**EXERCISE**.
For this exercise, output the line holding "Screenshot 2025-07-21 at 18 16 07" and all subsequent lines of the entries below, unchanged, up to and including the last.

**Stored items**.
┏━━
Issue #157, opened 2025-06-08
Implementation - Frontend metrics


CassioMG:
Dependency: 

This task is about installing and configuring the analytics tool and also implementing some initial main metric calls according to the SPIKE results.

Issue #158, opened 2025-06-08
Settings - Metrics toggle


CassioMG:
We should have a toggle on Settings to let users enable/disable analytics tracking and ensure the analytics tool is respecting this toggle.

<img width="341" alt="Image" src="https://github.com/user-attachments/assets/abb1c004-00f6-42dc-ae20-72401e1bda62" />

PR #213, opened 2025-07-14
Freighter mobile Analytics

danilosilvackl:
This PR implements the analytics flow and all the related necessary code

## Analytics debug drawer
- this view is for development only, the aim is to help us when working with analytics
- it will show the current analytics state
- show the events log

### iOS 
|  |  |
| :--- | :--- |
| Home screen | Debug drawer |
### Android 🤖
|  |  |
| :--- | :--- |
| Home screen | Debug drawer |

### iOS 
|  |  |  |
| :--- | :--- |  :--- |
| Analytics disabled by the user | Analytics enabled but no api key set | Analytics disabled by the user and no api key set |
### Android 🤖
| Screenshot_1752504201 | Screenshot_1752504496 | Screenshot_1752504479 |
| :--- | :--- |  :--- |
| Analytics disabled by the user | Analytics enabled but no api key set | Analytics disabled by the user and no api key set |

## Metrics toggle
The user can opt out from the analytics using this screen
additionally we added the toggle component following the [stellar design system](https://design-system.stellar.org/toggle) existing component with some slight adjustments for mobile 
## Events on amplitude
Here we have a sample video of how we are tracking the events on Amplitude and some properties that we exclusively added for the more mobile devices information
<strong>For the full event list that are currently implemented, [click here](https://docs.google.com/document/d/19g4DGEsiSWR17utRfAetZzZt7O7z6AzeKACZMyf6imk/edit?usp=sharing)</strong>

https://github.com/user-attachments/assets/8ebd30bf-66a4-4789-a82c-d425eb574f6b

closes: #157 #158


src/services/analytics/constants.ts
```diff
@@ -0,0 +1,44 @@
...
+} as const;
+
+// -----------------------------------------------------------------------------
+// TIMING CONSTANTS
+// -----------------------------------------------------------------------------
+
+export const TIMING = {
+  THROTTLE_DELAY_MS: 500,
+  DEBUG_REFRESH_INTERVAL_MS: 2000,
+  QR_SCAN_TIMEOUT_MS: 30000,
```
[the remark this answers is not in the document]
danilosilvackl: actually not, i used them while making the debug drawer, but it was removed during iterations, thanks for noticing!

src/config/analyticsEvents.ts
```diff
@@ -0,0 +1,125 @@
...
+  VIEW_VALIDATE_RECOVERY_PHRASE = "loaded screen: confirm mnemonic phrase",
+  VIEW_IMPORT_WALLET = "loaded screen: recover account",
+  VIEW_LOCK_SCREEN = "loaded screen: unlock account",
+  VIEW_HOME = "loaded screen: account",
+  VIEW_HISTORY = "loaded screen: account history",
+  VIEW_DISCOVERY = "loaded screen: discover",
+  VIEW_TOKEN_DETAILS = "loaded screen: asset detail",
+  VIEW_ACCOUNT_QR_CODE = "loaded screen: view public key generator",
+  VIEW_GRANT_ACCESS = "loaded screen: grant access",
+  VIEW_SIGN_TRANSACTION = "loaded screen: sign transaction",
```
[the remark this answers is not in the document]
danilosilvackl: This falls in the same pitfall of the other one that I answered [here](https://github.com/stellar/freighter-mobile/pull/213#discussion_r2205491941)

package.json
```diff
@@ -41,9 +41,10 @@
     ]
   },
   "dependencies": {
+    "@amplitude/analytics-react-native": "^1.4.13",
     "@babel/runtime": "^7.26.10",
     "@gorhom/bottom-sheet": "^5.1.2",
-    "@react-native-async-storage/async-storage": "^2.1.2",
+    "@react-native-async-storage/async-storage": "^2.2.0",
```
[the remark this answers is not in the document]
CassioMG: nevermind I misread it 😅

src/config/analyticsEvents.ts
```diff
@@ -0,0 +1,125 @@
...
+  ACCOUNT_SCREEN_ADD_ACCOUNT = "account screen: created new account",
+  ACCOUNT_SCREEN_COPY_PUBLIC_KEY = "account screen: copied public key",
+  ACCOUNT_SCREEN_IMPORT_ACCOUNT = "account screen: imported new account",
+  ACCOUNT_SCREEN_IMPORT_ACCOUNT_FAIL = "account screen: imported new account: error",
+  VIEW_PUBLIC_KEY_ACCOUNT_RENAMED = "viewPublicKey: renamed account",
+  VIEW_PUBLIC_KEY_CLICKED_STELLAR_EXPERT = "viewPublicKey: clicked StellarExpert",
+
+  // WalletConnect/dApp Events
+  GRANT_ACCESS_SUCCESS = "grant access: granted",
+  GRANT_ACCESS_FAIL = "grant access: rejected",
```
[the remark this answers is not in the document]
danilosilvackl: great! I did update the constants though, at least during development it will be clear whats the event is related to

JakeUrban:
Can we update the copy on the metrics toggle? We will collect public keys, transaction amounts, and balances. We will never collect PII like name/address.

src/components/App.tsx
```diff
@@ -13,16 +14,38 @@ import { ToastProvider } from "providers/ToastProvider";
...
 export const navigationRef = createNavigationContainerRef<RootStackParamList>();
 
 export const App = (): React.JSX.Element => {
+  const { onStateChange } = useNavigationAnalytics();
+
   useEffect(() => {
     Appearance.setColorScheme("dark");
+    initAnalytics();
+
+    analytics.trackAppOpened();
```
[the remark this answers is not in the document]
CassioMG: or even use different event names in case that's not disruptive with extension's events

src/components/screens/AddAssetScreen/AddAssetScreen.tsx
```diff
@@ -86,6 +88,8 @@ const AddAssetScreen: React.FC<AddAssetScreenProps> = () => {
       return;
     }
 
+    analytics.trackAddTokenConfirmed(selectedAsset.assetCode);
```
CassioMG, line 91: this is unrelated to this PR but I just noticed the function here is called handleAddAssetTrustline although I believe it's being used to add both Classic Trustlines and Custom Tokens. Would you mind doing a quick check and rename the function name so it's not misleading? thanks!

src/components/screens/SwapScreen/hooks/useSwapTransaction.ts
```diff
@@ -113,9 +115,22 @@ export const useSwapTransaction = ({
       if (!transactionHash) {
         throw new Error("Failed to submit transaction");
       }
+
+      analytics.trackSwapSuccess({
+        sourceAsset: sourceBalance?.tokenCode || NATIVE_TOKEN_CODE,
+        destAsset: destinationBalance?.tokenCode || NATIVE_TOKEN_CODE,
```
CassioMG, line 121: Should we fallback to something more explicit here instead of NATIVE_TOKEN_CODE? E.g. "Unknown Asset"

I'm afraid it could potentially pollute our metrics with misleading data.

Or maybe we could throw an error in case it doesn't make sense to execute a swap without the source or destination assets. I see that the buildSwapTransaction requires them.

src/config/analyticsRoutes.ts
```diff
@@ -0,0 +1,271 @@
...
+  [SEND_PAYMENT_ROUTES.TRANSACTION_TIMEOUT_SCREEN]:
+    "loaded screen: send payment timeout" as AnalyticsEvent,
+  [SETTINGS_ROUTES.CHANGE_NETWORK_SCREEN]:
+    "loaded screen: manage network" as AnalyticsEvent,
+  [SETTINGS_ROUTES.NETWORK_SETTINGS_SCREEN]:
+    "loaded screen: network settings" as AnalyticsEvent,
+  [SETTINGS_ROUTES.SHARE_FEEDBACK_SCREEN]:
+    "loaded screen: leave feedback" as AnalyticsEvent,
+  [SETTINGS_ROUTES.SHOW_RECOVERY_PHRASE_SCREEN]:
+    "loaded screen: show recovery phrase" as AnalyticsEvent,
```
CassioMG, line 83: automatic?

src/config/analyticsRoutes.ts
```diff
@@ -0,0 +1,271 @@
...
+    ROOT_NAVIGATOR_ROUTES,
+    AUTH_STACK_ROUTES,
+    MAIN_TAB_ROUTES,
+    MANAGE_ASSETS_ROUTES,
+    SETTINGS_ROUTES,
+    MANAGE_WALLETS_ROUTES,
+    BUY_XLM_ROUTES,
+    SEND_PAYMENT_ROUTES,
+    SWAP_ROUTES,
+  ] as const;
```
CassioMG, line 128: would be nice if we could find a way of raising a lint error here or something that would let devs know in case some route object is missing here. I'm thinking about the future when we start creating new routes, we'd need to remember to add them here as well. Wdyt?

src/config/analyticsRoutes.ts
```diff
@@ -0,0 +1,271 @@
...
+ * ## How it works:
+ * 1. **Automatic**: "WelcomeScreen" → "loaded screen: welcome"
+ * 2. **Automatic**: "SettingsScreen" → "loaded screen: settings"
+ * 3. **Override only**: Special cases that don't follow the pattern
+ *
+ * ## Adding new screens:
+ * 1. Add route to routes.ts (normal process)
+ * 2. Analytics tracking works automatically ✨
+ * 3. Only add override if the auto-generated name is wrong
+ */
```
CassioMG, line 29: I like that we are automating the route events based on the route name, but this also means we should be more mindful from now on when editing route names. Wdyt?
Would you mind adding comments on the `routes.ts` file to make it very explicit that the route name is also being used for analytics? So we prevent analytics disruption

src/config/analyticsRoutes.ts
```diff
@@ -0,0 +1,271 @@
...
+const ROUTES_WITHOUT_ANALYTICS = new Set<string>([
+  // Navigator-level routes (not actual screens)
+  "MainTabStack",
+  "AuthStack",
+  "SettingsStack",
+  "SendPaymentStack",
+  "SwapStack",
+  "ManageAssetsStack",
+  "ManageWalletsStack",
+  "BuyXLMStack",
```
CassioMG, line 41: should we use a filter by "Stack" string on `ROOT_NAVIGATOR_ROUTES` values here so we automate this `ROUTES_WITHOUT_ANALYTICS` Set?

src/config/analyticsEvents.ts
```diff
@@ -0,0 +1,124 @@
...
+  VIEW_BUY_XLM = "loaded screen: add fund",
+  VIEW_SEARCH_ASSET = "loaded screen: search asset",
+  VIEW_ADD_ASSET_MANUALLY = "loaded screen: add asset manually",
+
+  // User Action Events
+  CREATE_PASSWORD_SUCCESS = "account creator: create password: success",
+  CREATE_PASSWORD_FAIL = "account creator: create password: error",
+  VIEWED_RECOVERY_PHRASE = "account creator: viewed phrase",
+  CONFIRM_RECOVERY_PHRASE_SUCCESS = "account creator: confirm phrase: confirmed phrase",
+  CONFIRM_RECOVERY_PHRASE_FAIL = "account creator: confirm phrase: error confirming",
```
CassioMG, line 58: it seems we are missing the below here, is it because we don't have the screens or the action on mobile yet?
```
  accountCreatorConfirmMnemonicBack:
    "account creator: confirm phrase: back to phrase",
  accountCreatorFinished:
    "account creator finished: closed account creator flow",
```

src/ducks/networkInfo.ts
```diff
@@ -1,25 +1,36 @@
...
+    set(() => ({
+      isConnected: payload.isConnected,
+      isInternetReachable: payload.isInternetReachable,
+      isOffline: !payload.isConnected || !payload.isInternetReachable,
+      connectionType: payload.type,
+      effectiveType:
+        payload.type === NetInfoStateType.cellular &&
+        payload.details?.cellularGeneration
+          ? payload.details.cellularGeneration
+          : null,
```
CassioMG, line 34: just out of curiosity, is this fixing some network detection behavior?

src/helpers/date.ts
```diff
@@ -67,3 +67,21 @@ export const formatTransactionDate = (
 
   return `${formattedDate} · ${formattedTime}`;
 };
+
+/**
+ * Formats a timestamp as relative time (e.g., "just now", "5m ago", "2h ago")
```
CassioMG, line 72:
```suggestion
 * Formats a timestamp as relative time (e.g., "just now", "5m ago", "2h ago")
 * It doesn't need to be translated as it's only being used for DEBUGGING info
```

src/config/analyticsEvents.ts
```diff
@@ -0,0 +1,124 @@
...
+
+  // Transaction & Simulation Events
+  SIMULATE_TOKEN_PAYMENT_ERROR = "failed to simulate token payment",
+  SIGN_TRANSACTION_SUCCESS = "sign transaction: confirmed",
+  SIGN_TRANSACTION_FAIL = "sign transaction: rejected",
+  SIGN_TRANSACTION_MEMO_REQUIRED_FAIL = "sign transaction: memo required error",
+
+  // Asset Management Events
+  ADD_ASSET_SUCCESS = "manage asset: add asset",
+  ADD_TOKEN_SUCCESS = "manage asset: add token",
```
CassioMG, line 90: nite: looks like this `manage asset: add toke` event is not being used on both mobile and extension - cc @danilosilvackl @aristidesstaffieri

src/providers/AuthCheckProvider.tsx
```diff
@@ -14,6 +16,14 @@ export const AuthCheckProvider: React.FC<AuthCheckProviderProps> = ({
   children,
 }) => {
   const { panHandlers } = useAuthCheck();
+  const { account } = useAuthenticationStore();
+
+  useEffect(() => {
+    // Checking for public key to make sure the account is loaded
+    if (account?.publicKey) {
+      analytics.identifyUser();
```
CassioMG, line 24: is it important to wait for the publicKey here since the analytics userId is not tied to it? is the extension also waiting for the publicKey to identify users?

src/providers/NetworkProvider.tsx
```diff
@@ -19,7 +19,7 @@ export const NetworkProvider = ({ children }: Props) => {
 
     // Initial network check to consume initial "null" values
     // and avoid UI glitches due to initial network state
-    NetInfo.fetch();
+    NetInfo.fetch().then(setNetworkInfo);
```
CassioMG, line 22: given the above comment on line 20 it seems this call was meant to be here just to consume the initial "null" values, are we sure we should be calling `setNetworkInfo` here?

src/providers/WalletKitProvider.tsx
```diff
@@ -162,6 +164,10 @@ export const WalletKitProvider: React.FC<WalletKitProviderProps> = ({
 
     setIsConnecting(true);
 
+    analytics.trackGrantAccessSuccess(
+      proposalEvent.params.proposer.metadata.url,
+    );
```
CassioMG, line 169: looks like we are not calling `trackGrantAccessFail` anywhere

src/services/analytics/constants.ts
```diff
@@ -0,0 +1,42 @@
...
+  LOG_PREFIX: "Analytics",
+} as const;
+
+// -----------------------------------------------------------------------------
+// ANALYTICS CONFIGURATION
+// -----------------------------------------------------------------------------
+
+export const ANALYTICS_CONFIG = {
+  DEFAULT_ENABLED: false,
+  INCLUDE_PLATFORM_CONTEXT: true,
```
CassioMG, line 40:
```suggestion
  INCLUDE_COMMON_CONTEXT: true,
```

I'd suggest naming it like this as it includes more than just platform info

src/services/analytics/core.ts
```diff
@@ -0,0 +1,238 @@
...
+    amplitude.init(AMPLITUDE_API_KEY);
+
+    // Get initial state
+    const { isEnabled } = useAnalyticsStore.getState();
+    amplitude.setOptOut(!isEnabled);
+
+    logger.debug(
+      DEBUG_CONFIG.LOG_PREFIX,
+      `Initialized with key: ${AMPLITUDE_API_KEY.slice(0, 8)}...`,
+    );
```
CassioMG, line 53: I think we should remove this log to prevent exposing the API key in any way, even if it's truncated

src/services/analytics/debug.ts
```diff
@@ -0,0 +1,73 @@
...
+  // 3. Analytics has been initialized
+  const isSendingToAmplitude = hasApiKey && isEnabled && hasInit;
+
+  return {
+    isEnabled,
+    userId,
+    hasInitialized: hasInit,
+    environment: __DEV__ ? "development" : "production",
+    amplitudeKey: AMPLITUDE_API_KEY
+      ? `${AMPLITUDE_API_KEY.slice(0, 6)}...`
```
CassioMG, line 61: same here, I think we should avoid displaying part of the API key

src/services/analytics/core.ts
```diff
@@ -0,0 +1,238 @@
...
+export const trackAppOpened = (): void => {
+  track(AnalyticsEvent.APP_OPENED);
+};
+
+// -----------------------------------------------------------------------------
+// STORE SUBSCRIPTION (Must be after track function is defined)
+// -----------------------------------------------------------------------------
+
+// Set up analytics store subscription to handle user toggling analytics
+useAnalyticsStore.subscribe((state) => {
```
CassioMG, line 223: this is great, I didn't know we could easily subscribe to store changes like that

src/services/analytics/user.ts
```diff
@@ -0,0 +1,137 @@
...
+ * Handles graceful fallbacks if analytics is disabled or not initialized.
+ */
+export const identifyUser = async (): Promise<void> => {
+  const {
+    isEnabled,
+    setUserId,
+    userId: currentUserId,
+  } = useAnalyticsStore.getState();
+
+  if (!isEnabled) {
```
CassioMG, line 95: should we also check for `isInitialized()` here?

src/services/analytics/transactions.ts
```diff
@@ -0,0 +1,228 @@
...
+  TransactionSuccessEvent,
+  SwapSuccessEvent,
+  TransactionErrorEvent,
+} from "services/analytics/types";
+
+// -----------------------------------------------------------------------------
+// TRANSACTION ANALYTICS
+// -----------------------------------------------------------------------------
+
+export const trackSignedTransaction = (data: SignedTransactionEvent): void => {
```
CassioMG, line 14: should this one be used when signing dApp transactions through WC?

src/services/analytics/transactions.ts
```diff
@@ -0,0 +1,228 @@
...
+export const trackSendPaymentSuccess = (
+  data: TransactionSuccessEvent,
+): void => {
+  track(AnalyticsEvent.SEND_PAYMENT_SUCCESS, {
+    sourceAsset: data.sourceAsset,
+    transactionType: data.transactionType,
+  });
+};
+
+export const trackSendPaymentPathPaymentSuccess = (
```
CassioMG, line 41: not being used

src/services/analytics/transactions.ts
```diff
@@ -0,0 +1,228 @@
...
+    transactionType: data.transactionType,
+    isSwap: data.isSwap,
+  });
+};
+
+export const trackSendPaymentSetMax = (): void => {
+  track(AnalyticsEvent.SEND_PAYMENT_SET_MAX);
+};
+
+export const trackSendPaymentTypeSelected = (
```
CassioMG, line 78: not being used

src/services/analytics/transactions.ts
```diff
@@ -0,0 +1,228 @@
...
+): void => {
+  const event =
+    paymentType === "payment"
+      ? AnalyticsEvent.SEND_PAYMENT_TYPE_PAYMENT
+      : AnalyticsEvent.SEND_PAYMENT_TYPE_PATH_PAYMENT;
+
+  track(event, { paymentType });
+};
+
+export const trackSendPaymentRecentAddress = (): void => {
```
CassioMG, line 89: not being used

src/services/analytics/transactions.ts
```diff
@@ -0,0 +1,228 @@
...
+
+// -----------------------------------------------------------------------------
+// ASSET MANAGEMENT ANALYTICS
+// -----------------------------------------------------------------------------
+
+export const trackAddTokenConfirmed = (asset?: string): void => {
+  track(AnalyticsEvent.ADD_TOKEN_CONFIRMED, { asset });
+};
+
+export const trackAddTokenRejected = (asset?: string): void => {
```
CassioMG, line 101: not being used

src/services/analytics/transactions.ts
```diff
@@ -0,0 +1,228 @@
...
+
+// -----------------------------------------------------------------------------
+// ACCOUNT MANAGEMENT ANALYTICS
+// -----------------------------------------------------------------------------
+
+export const trackAccountScreenAddAccount = (): void => {
+  track(AnalyticsEvent.ACCOUNT_SCREEN_ADD_ACCOUNT);
+};
+
+export const trackAccountScreenCopyPublicKey = (): void => {
```
CassioMG, line 117: not being used

src/services/analytics/transactions.ts
```diff
@@ -0,0 +1,228 @@
...
+  track(AnalyticsEvent.ACCOUNT_SCREEN_COPY_PUBLIC_KEY);
+};
+
+export const trackAccountScreenImportAccount = (): void => {
+  track(AnalyticsEvent.ACCOUNT_SCREEN_IMPORT_ACCOUNT);
+};
+
+export const trackAccountScreenImportAccountFail = (error: string): void => {
```
CassioMG, line 125: not being used

src/services/analytics/transactions.ts
```diff
@@ -0,0 +1,228 @@
...
+  oldName: string,
+  newName: string,
+): void => {
+  track(AnalyticsEvent.VIEW_PUBLIC_KEY_ACCOUNT_RENAMED, {
+    oldName,
+    newName,
+  });
+};
+
+export const trackViewPublicKeyClickedStellarExpert = (): void => {
```
CassioMG, line 139: not being used

src/services/analytics/transactions.ts
```diff
@@ -0,0 +1,228 @@
...
+  reason?: string,
+): void => {
+  track(AnalyticsEvent.GRANT_DAPP_ACCESS_FAIL, { domain, reason });
+};
+
+// -----------------------------------------------------------------------------
+// HISTORY ANALYTICS
+// -----------------------------------------------------------------------------
+
+export const trackHistoryOpenFullHistory = (): void => {
```
CassioMG, line 162: not being used

src/services/analytics/transactions.ts
```diff
@@ -0,0 +1,228 @@
...
+  action: string,
+): void => {
+  track(event, { context, action });
+};
+
+export const trackCopyPublicKey = (): void => {
+  trackUserAction(AnalyticsEvent.COPY_PUBLIC_KEY, "home_screen", "copy");
+};
+
+export const trackCopyBackupPhrase = (): void => {
```
CassioMG, line 215: not being used

CassioMG:
@danilosilvackl the overall implementation looks good to me! Good job with the structuring and route logging automatization. Left some improvement suggestions and I've also marked all events that I saw were not being called.

src/ducks/networkInfo.ts
danilosilvackl: It's adding new props, we weren't getting the `connectionType` and `effectiveType` before
we use those two to send to analytics the data like: 
([connectionType: wifi, effectiveType: null] or [connectionType: cellular, effectiveType: 5g])

src/services/analytics/user.ts
danilosilvackl: good point, added it

src/i18n/locales/en/translations.json
```diff
@@ -52,12 +52,19 @@
     "title": "Settings",
     "logout": "Log Out",
     "network": "Network",
+    "preferences": "Preferences",
```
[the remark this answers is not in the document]
danilosilvackl: added the missing ones

src/components/screens/SwapScreen/hooks/useSwapTransaction.ts
danilosilvackl: you're right, we are now throwing the error before this so we won't have this misleading data

src/config/analyticsRoutes.ts
```diff
@@ -0,0 +1,271 @@
...
+  [SEND_PAYMENT_ROUTES.TRANSACTION_MEMO_SCREEN]:
+    "loaded screen: send payment settings" as AnalyticsEvent,
+  [SEND_PAYMENT_ROUTES.TRANSACTION_FEE_SCREEN]:
+    "loaded screen: send payment fee" as AnalyticsEvent,
+  [SEND_PAYMENT_ROUTES.TRANSACTION_TIMEOUT_SCREEN]:
+    "loaded screen: send payment timeout" as AnalyticsEvent,
+  [SETTINGS_ROUTES.CHANGE_NETWORK_SCREEN]:
+    "loaded screen: manage network" as AnalyticsEvent,
+  [SETTINGS_ROUTES.NETWORK_SETTINGS_SCREEN]:
+    "loaded screen: network settings" as AnalyticsEvent,
```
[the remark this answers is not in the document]
danilosilvackl: yes! I also cleaned the other that should work out of the box

src/config/analyticsRoutes.ts
danilosilvackl: good idea, this made things much easier

src/config/analyticsEvents.ts
danilosilvackl: We did have them, but I missed their implementation before, its fixed now

src/services/analytics/core.ts
danilosilvackl: good point, removed any UI mention of it

src/services/analytics/transactions.ts
```diff
@@ -0,0 +1,228 @@
...
+
+export const trackSignedTransaction = (data: SignedTransactionEvent): void => {
+  track(AnalyticsEvent.SIGN_TRANSACTION_SUCCESS, {
+    transactionHash: data.transactionHash,
+    transactionType: data.transactionType,
+    network: data.network,
+  });
+};
+
+export const trackSimulationError = (
```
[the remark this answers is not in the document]
danilosilvackl: for this and the other events, I checked all of them, some were removed and others simplified, but now it should be all correct triggering and otherwise, removed

src/services/analytics/user.ts
```diff
@@ -0,0 +1,137 @@
...
+// -----------------------------------------------------------------------------
+
+// Track last identified user to prevent duplicate identification
+let lastIdentifiedUserId: string | null = null;
+
+/**
+ * Identifies the user with analytics providers.
+ * Handles graceful fallbacks if analytics is disabled or not initialized.
+ */
+export const identifyUser = async (): Promise<void> => {
```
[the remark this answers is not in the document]
CassioMG: let's keep per device for now

src/providers/AuthCheckProvider.tsx
CassioMG: I see we are still using `account` as dep here. Is that really necessary?
I'm thinking about a few downsides:
- I'm assuming it'll only start sending events after user has logged in, which means we'd miss events like the recovery phrase creation and verification. Is that the case?
- It'll call `identifyUser()` again every time the user switches between its wallet accounts since it'll modify the `account` dependency on this `useEffect`
- Is `AuthCheckProvider` the best place to call `identifyUser()` considering it shouldn't rely on auth statuses? Would `RootNavigator` be a good place?

src/helpers/walletKitUtil.ts
```diff
@@ -273,18 +313,31 @@ export const approveSessionRequest = async ({
...
     );
     signedTransaction = signTransaction(transaction);
+
+    // Look up the dApp domain from the active session to send on analytics
+    const activeSessions = getActiveSessions(
+      publicKey,
+      activeChain as NETWORKS,
+    );
+    const session = activeSessions[topic];
+    const dappDomain = session?.peer?.metadata?.url;
```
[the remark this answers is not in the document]
danilosilvackl: thanks for the insight, i just updated it, made some modifications to the hook so it can be used both on react style components and on helpers such as the walletKitUtil, now we get this: 
Screenshot 2025-07-21 at 18 16 07
Screenshot 2025-07-21 at 18 16 26

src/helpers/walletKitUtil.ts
┗━━
**EXERCISE RESULT**.
Screenshot 2025-07-21 at 18 16 07
Screenshot 2025-07-21 at 18 16 26

src/helpers/walletKitUtil.ts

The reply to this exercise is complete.